What the task requires:
Among the records below, find the lines that contain "default" and copy each of them.

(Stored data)

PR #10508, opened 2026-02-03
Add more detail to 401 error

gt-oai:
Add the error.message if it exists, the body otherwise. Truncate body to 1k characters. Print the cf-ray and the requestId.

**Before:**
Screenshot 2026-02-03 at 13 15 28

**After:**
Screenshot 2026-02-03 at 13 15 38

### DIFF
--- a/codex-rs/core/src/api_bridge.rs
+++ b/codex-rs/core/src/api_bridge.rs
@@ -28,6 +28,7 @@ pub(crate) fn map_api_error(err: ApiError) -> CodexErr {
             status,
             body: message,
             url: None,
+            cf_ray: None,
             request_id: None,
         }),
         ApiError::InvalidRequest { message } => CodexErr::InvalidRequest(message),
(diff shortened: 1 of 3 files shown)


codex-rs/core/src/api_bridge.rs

---

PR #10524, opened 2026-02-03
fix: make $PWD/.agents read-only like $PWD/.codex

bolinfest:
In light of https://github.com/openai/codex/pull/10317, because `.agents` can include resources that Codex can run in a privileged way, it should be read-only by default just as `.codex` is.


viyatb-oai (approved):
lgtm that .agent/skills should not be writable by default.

---

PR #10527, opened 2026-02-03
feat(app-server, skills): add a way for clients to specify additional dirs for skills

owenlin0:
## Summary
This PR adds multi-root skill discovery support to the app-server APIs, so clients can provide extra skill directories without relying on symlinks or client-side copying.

Result:
In light of https://github.com/openai/codex/pull/10317, because `.agents` can include resources that Codex can run in a privileged way, it should be read-only by default just as `.codex` is.
lgtm that .agent/skills should not be writable by default.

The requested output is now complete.